EXERCISE BRIEF » Return all lines in the data where the string "unknown" can be found.

[Opening DATA PROVIDED section]

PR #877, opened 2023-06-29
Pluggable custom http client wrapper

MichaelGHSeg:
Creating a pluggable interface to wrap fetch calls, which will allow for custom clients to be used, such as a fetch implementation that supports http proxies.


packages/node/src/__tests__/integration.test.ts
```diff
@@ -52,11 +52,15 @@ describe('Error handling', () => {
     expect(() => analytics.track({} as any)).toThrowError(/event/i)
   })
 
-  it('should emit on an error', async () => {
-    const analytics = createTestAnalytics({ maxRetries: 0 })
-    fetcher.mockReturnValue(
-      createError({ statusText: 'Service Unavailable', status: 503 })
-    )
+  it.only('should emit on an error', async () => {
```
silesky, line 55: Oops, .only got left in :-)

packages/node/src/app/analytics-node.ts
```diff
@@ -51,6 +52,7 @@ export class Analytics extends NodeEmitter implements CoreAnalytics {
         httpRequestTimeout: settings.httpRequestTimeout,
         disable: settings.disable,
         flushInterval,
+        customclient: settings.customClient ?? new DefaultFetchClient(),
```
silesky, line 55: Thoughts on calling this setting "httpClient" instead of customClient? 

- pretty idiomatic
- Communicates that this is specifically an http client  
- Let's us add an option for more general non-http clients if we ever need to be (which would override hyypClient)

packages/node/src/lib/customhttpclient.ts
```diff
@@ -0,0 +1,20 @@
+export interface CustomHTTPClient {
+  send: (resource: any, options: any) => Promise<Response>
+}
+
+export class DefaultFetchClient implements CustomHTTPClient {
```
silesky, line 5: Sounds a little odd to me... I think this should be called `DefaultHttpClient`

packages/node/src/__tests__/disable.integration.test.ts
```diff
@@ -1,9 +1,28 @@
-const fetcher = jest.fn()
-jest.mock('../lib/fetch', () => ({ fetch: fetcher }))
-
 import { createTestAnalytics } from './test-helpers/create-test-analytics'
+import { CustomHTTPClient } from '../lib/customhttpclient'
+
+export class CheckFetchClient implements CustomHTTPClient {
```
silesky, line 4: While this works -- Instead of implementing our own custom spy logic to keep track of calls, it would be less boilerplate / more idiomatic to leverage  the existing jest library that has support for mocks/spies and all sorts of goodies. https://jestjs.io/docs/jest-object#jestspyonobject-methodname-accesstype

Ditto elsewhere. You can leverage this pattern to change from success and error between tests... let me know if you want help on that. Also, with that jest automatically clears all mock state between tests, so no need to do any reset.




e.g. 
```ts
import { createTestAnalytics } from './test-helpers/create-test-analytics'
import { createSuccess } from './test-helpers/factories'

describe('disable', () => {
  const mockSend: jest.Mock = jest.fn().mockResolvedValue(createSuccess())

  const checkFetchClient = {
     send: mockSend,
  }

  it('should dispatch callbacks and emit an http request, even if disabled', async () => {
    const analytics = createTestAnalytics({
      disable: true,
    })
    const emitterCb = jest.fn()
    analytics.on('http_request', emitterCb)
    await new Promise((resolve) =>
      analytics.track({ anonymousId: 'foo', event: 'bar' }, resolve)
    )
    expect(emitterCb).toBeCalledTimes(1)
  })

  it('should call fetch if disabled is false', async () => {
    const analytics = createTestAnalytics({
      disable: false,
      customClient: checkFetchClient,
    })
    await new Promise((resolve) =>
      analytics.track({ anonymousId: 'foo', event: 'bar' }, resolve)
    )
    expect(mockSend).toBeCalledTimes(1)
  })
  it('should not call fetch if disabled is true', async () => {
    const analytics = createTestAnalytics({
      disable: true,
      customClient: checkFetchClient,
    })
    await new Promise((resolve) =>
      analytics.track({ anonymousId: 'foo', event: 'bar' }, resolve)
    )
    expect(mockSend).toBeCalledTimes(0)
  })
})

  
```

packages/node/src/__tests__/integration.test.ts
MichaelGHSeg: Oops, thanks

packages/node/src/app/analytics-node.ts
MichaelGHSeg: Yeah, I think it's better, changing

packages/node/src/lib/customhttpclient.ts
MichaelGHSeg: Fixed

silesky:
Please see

[Closing DATA PROVIDED section]
[Opening DATA PROVIDED section]

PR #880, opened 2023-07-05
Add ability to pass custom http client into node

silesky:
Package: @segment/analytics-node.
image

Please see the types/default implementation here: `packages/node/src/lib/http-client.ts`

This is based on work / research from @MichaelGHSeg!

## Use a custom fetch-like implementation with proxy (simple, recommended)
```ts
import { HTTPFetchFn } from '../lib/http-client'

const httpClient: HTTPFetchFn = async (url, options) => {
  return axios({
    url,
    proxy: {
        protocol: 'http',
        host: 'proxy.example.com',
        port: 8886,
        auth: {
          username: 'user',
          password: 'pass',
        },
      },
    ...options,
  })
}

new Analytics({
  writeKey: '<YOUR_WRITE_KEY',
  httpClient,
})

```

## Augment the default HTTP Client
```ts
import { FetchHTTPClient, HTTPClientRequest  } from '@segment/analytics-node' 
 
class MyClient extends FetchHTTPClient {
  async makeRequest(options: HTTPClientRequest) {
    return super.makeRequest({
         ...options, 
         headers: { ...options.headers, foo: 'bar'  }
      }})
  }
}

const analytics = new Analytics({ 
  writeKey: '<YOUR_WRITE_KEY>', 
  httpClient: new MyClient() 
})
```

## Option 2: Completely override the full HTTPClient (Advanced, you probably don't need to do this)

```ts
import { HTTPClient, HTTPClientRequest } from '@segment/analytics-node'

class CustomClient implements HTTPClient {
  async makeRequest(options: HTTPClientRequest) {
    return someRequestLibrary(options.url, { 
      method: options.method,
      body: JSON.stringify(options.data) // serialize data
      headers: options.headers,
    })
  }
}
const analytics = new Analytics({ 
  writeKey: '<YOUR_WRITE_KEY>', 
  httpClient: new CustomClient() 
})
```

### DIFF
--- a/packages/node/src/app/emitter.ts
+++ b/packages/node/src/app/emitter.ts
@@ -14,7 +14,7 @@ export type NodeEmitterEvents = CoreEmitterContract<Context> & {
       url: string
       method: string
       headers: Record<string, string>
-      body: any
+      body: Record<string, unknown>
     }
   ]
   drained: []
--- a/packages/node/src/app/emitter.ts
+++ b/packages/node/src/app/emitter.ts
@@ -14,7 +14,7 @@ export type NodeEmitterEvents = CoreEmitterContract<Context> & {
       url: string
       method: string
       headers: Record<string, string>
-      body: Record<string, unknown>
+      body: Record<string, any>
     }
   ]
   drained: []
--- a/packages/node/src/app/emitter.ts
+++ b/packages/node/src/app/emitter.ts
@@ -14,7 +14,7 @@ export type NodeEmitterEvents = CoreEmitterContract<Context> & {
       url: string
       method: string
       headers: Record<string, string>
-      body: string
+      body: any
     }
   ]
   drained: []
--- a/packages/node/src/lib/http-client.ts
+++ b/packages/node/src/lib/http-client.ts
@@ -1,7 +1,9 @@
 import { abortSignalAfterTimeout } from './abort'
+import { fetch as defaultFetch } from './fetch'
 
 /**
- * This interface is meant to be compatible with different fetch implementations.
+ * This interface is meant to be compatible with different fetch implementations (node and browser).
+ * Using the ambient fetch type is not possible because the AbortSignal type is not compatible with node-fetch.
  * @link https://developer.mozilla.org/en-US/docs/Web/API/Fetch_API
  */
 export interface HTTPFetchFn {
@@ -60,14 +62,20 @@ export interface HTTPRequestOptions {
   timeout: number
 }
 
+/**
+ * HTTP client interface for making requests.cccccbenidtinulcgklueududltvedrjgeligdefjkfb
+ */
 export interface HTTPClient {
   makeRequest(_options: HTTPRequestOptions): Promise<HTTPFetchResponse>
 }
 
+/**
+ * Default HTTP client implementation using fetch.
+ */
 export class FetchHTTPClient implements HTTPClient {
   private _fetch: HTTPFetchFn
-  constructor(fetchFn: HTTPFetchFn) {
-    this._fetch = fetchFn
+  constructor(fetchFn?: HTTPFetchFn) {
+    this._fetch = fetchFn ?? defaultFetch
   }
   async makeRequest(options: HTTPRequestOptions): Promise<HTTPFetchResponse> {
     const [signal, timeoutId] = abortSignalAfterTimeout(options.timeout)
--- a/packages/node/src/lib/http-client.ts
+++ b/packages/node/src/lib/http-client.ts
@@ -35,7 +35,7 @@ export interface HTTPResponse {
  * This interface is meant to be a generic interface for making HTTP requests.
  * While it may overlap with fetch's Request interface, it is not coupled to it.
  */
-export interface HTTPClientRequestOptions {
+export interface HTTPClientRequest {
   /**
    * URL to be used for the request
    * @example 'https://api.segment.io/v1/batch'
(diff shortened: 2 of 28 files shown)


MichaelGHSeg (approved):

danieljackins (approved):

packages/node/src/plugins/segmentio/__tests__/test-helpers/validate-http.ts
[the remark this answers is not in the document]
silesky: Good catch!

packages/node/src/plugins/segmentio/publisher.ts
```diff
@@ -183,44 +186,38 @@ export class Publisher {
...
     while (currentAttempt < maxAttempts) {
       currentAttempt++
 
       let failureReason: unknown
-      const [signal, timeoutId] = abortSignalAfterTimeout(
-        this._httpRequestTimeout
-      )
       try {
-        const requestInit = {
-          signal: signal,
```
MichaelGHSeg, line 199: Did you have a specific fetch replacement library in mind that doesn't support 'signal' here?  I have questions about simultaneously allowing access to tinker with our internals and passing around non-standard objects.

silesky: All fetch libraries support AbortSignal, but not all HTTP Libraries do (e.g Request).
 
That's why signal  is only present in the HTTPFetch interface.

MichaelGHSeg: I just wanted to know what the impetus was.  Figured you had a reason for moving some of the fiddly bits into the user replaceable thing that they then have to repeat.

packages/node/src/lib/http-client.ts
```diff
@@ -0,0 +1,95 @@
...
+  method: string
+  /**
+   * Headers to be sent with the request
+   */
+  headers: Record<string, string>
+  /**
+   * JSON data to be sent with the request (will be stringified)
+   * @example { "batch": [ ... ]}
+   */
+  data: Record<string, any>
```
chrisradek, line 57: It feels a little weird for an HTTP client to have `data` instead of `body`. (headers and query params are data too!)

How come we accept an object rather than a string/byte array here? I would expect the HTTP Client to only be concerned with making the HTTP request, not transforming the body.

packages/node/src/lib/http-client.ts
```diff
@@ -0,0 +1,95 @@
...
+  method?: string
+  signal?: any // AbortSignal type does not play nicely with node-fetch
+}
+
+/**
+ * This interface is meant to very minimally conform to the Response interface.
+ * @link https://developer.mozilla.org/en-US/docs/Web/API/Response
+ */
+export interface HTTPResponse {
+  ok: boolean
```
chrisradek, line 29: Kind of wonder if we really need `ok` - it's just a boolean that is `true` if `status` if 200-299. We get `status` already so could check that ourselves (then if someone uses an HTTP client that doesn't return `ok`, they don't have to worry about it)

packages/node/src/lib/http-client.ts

[Closing DATA PROVIDED section]
[Opening DATA PROVIDED section]

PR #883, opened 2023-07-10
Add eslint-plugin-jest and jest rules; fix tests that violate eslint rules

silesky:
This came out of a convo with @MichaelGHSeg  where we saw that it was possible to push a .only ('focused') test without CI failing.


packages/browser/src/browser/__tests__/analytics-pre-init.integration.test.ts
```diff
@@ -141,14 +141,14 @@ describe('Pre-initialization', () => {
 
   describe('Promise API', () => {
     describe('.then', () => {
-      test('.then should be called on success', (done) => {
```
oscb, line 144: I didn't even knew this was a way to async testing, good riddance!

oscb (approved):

[Closing DATA PROVIDED section]

ANSWER SPACE »
+      body: Record<string, unknown>
-      body: Record<string, unknown>
       let failureReason: unknown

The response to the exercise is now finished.